### ACTIVITY
Treat the line containing "for DELWAQ coupling" as the last one, and return every line exactly from the first line of the material below up to it.

### RECORDS
+-------+

PR #597, opened 2025-04-23
Extend standard names

### LINKED ISSUE #573: Extend standard names
+ for DELWAQ coupling
+ possibly for 1D river routing coupling, although it is probably cleaner to let the external model deal with this (e.g. dealing with precip-evap (net runoff) on their own and subtract this quantity from the lateral inflow rate (`river_water_inflow~lateral__volume_flow_rate`).

vers-w:
## Issue addressed
Fixes #573

### DIFF
--- a/docs/model_docs/parameters_landhydrology_sbm.qmd
+++ b/docs/model_docs/parameters_landhydrology_sbm.qmd
@@ -99,8 +99,10 @@ td, th {
 ### Output
 | Standard Name | Description | Unit |
 | ---- | --- | - |
+| `vegetation__leaf-area_index` | Leaf area index | m² m⁻² |
 | `vegetation_canopy_water__stemflow_volume_flux` | Stemflow | mm Δt⁻¹ |
 | `vegetation_canopy_water__throughfall_volume_flux` | Throughfall | mm Δt⁻¹ |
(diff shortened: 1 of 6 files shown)


hboisgon (approved):
Looks good! I think all the variables I mentioned are added to standard names and the docs! I didn't check the other adjustments in the docs very carefully but trust you.

docs/model_docs/parameters_landhydrology_sbm.qmd
```diff
@@ -99,8 +99,10 @@ td, th {
 ### Output
 | Standard Name | Description | Unit |
 | ---- | --- | - |
+| `vegetation__leaf-area_index` | Leaf area index | m² m⁻² |
```
JoostBuitink, line 102: We already listed this one a input, do we want to mention it here again?

JoostBuitink (approved):
Just one question related to LAI being in the output section, and removed a couple of duplicate spaces. But other than that, looks good to me!

docs/model_docs/parameters_landhydrology_sbm.qmd
vers-w: Nice catch, I did remove it, so it is consistent with other cyclic input parameters.

Issue #585, opened 2025-04-15
Update/check TOML model setting names


vers-w:
We did already change some names (more explicit), need to check if other setting names are clear or need to change.

hboisgon:
Kind of related but I did a bad review and the exftilsatstore points to the ustore variables (line 164 in standard_names.jl)

```
    "soil_surface_water_unsat-zone__exfiltration_volume_flux" =>
        (lens = @optic(_.land.soil.variables.exfiltustore), unit = "mm dt-1"),
    "soil_surface_water_sat-zone__exfiltration_volume_flux" =>
        (lens = @optic(_.land.soil.variables.exfiltustore), unit = "mm dt-1"),
```

sould be 

```
    "soil_surface_water_unsat-zone__exfiltration_volume_flux" =>
        (lens = @optic(_.land.soil.variables.exfiltustore), unit = "mm dt-1"),
    "soil_surface_water_sat-zone__exfiltration_volume_flux" =>
        (lens = @optic(_.land.soil.variables.exfiltsatwater), unit = "mm dt-1"),
```

PR #602, opened 2025-05-02
Sediment renaming

hboisgon:
## Issue addressed
I imagine linked to #585.

## Explanation
I went through all standard names and made them fully explicit (d50 for median diameter for still in short name).

I also noticed that sediment__particle_density was still split for land and river while it's a fixed property like clay mean particle diameter so does not need to be defined twice.

## Checklist


vers-w (changes requested):
LGTM. Just two small comments related to `d50` renaming to `mean`, is this correct? As `d50` normally refers to `median`. I think it is fine to use `sediment__particle_density` if a distinction between `land` and `river` is not required (also in the long term by users).

vers-w (approved):

Wflow/src/sediment/sediment_transport/river_transport.jl
```diff
@@ -181,17 +181,17 @@ function SedimentRiverTransportParameters(
     if any(abs.(river_fractions .- 1.0) .> 1e-3)
         error("Particle fractions in the river bed must sum to 1")
     end
-    lens = lens_input_parameter(config, "clay__d50_diameter")
+    lens = lens_input_parameter(config, "clay_mean_diameter")
```
JoostBuitink, line 184: Just a very quick drive-by comment, shouldn't it have double underscores as well? Same holds for other changes as well
```suggestion
    lens = lens_input_parameter(config, "clay__mean_diameter")
```

hboisgon: You are very right! Thanks for spotting this

PR #603, opened 2025-05-06
Check and update model setting names

### LINKED ISSUE #585: Update/check TOML model setting names

vers-w:
## Issue addressed
Fixes #585


JoostBuitink (approved):
Looks good to me! Much clearer names, and also very nice that the local inertial settings can now be controlled for river and land parts separately!

PR #606, opened 2025-05-08
Check optional parameters

### LINKED ISSUE #561: Consider which parameters are optional/can get a default value
### Feature type

### Improvement Description

Some parameters currently get a default value if they are not supplied by the user. While this is fine for some layers, it is not for other more essential parameter maps (such as theta_s, theta_r, kv_0, etc). I would be in favor that if one of these essential parameters are not provided by the user, the wflow simulation would not be possible to start. If you really want to use a default/fixed value for these parmeters, you can always pass that via the toml using the `variable.value = 3000` syntax.

A bit similar to the glacierfrac mentioned in this issue: https://github.com/Deltares/Wflow.jl/issues/322

_No response_

### Additional Context

_No response_

vers-w:
## Issue addressed
Fixes #561

### DIFF
--- a/Wflow/src/groundwater/aquifer.jl
+++ b/Wflow/src/groundwater/aquifer.jl
@@ -134,6 +134,7 @@ function UnconfinedAquiferParameters(
     bottom::Vector{Float64},
     area::Vector{Float64},
 )
+    conductivity_profile = get(config.model, "conductivity_profile", "uniform")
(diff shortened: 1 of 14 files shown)


JoostBuitink (approved):
Nice, thanks for addressing this! I only have one small comment related to the changelog, but other than that it is good to be merged!

PR #608, opened 2025-05-12
Support computation and output of actual river water abstraction

### LINKED ISSUE #598: Keep track of actual negative external inflow
Negative external inflow (abstraction) is limited by available river volume (and inflows in case of kinematic wave routing). Keeping track of actual abstraction and exposing this variable through a standard name would be useful.

vers-w:
## Issue addressed
Fixes #598


JoostBuitink (approved):
LGTM!

PR #623, opened 2025-05-22
Fix init state and boundary condition local inertial model

### LINKED ISSUE #622: Fix init state and reservoir/lake state 1d-2d local inertial model
Setting the state of the local inertial model for land routing is not working, broken during refactoring of the code for v1.0.

Improved the accuracy of reservoir or lake state after initialization with a warm state by re-ordering computations of 1d-2d local inertial model. The inflow from land to a reservoir or lake was updated during the local inertial overland flow routing (final computation during each internal time step of the 1d-2d local inertial model). This results in small inflow deviations when starting with a warm state as the inflow from land to a reservoir or lake is not yet updated while a reservoir or lake is updated as part of the river routing. Order of computations is now: 1) overland flow routing, 2) reservoir or lake inflow and 3) river routing.

vers-w:
## Issue addressed
Fixes #622

### DIFF
--- a/Wflow/src/sbm_model.jl
+++ b/Wflow/src/sbm_model.jl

+-------+

### SOLUTION FOR THIS TASK
PR #597, opened 2025-04-23
Extend standard names

### LINKED ISSUE #573: Extend standard names
+ for DELWAQ coupling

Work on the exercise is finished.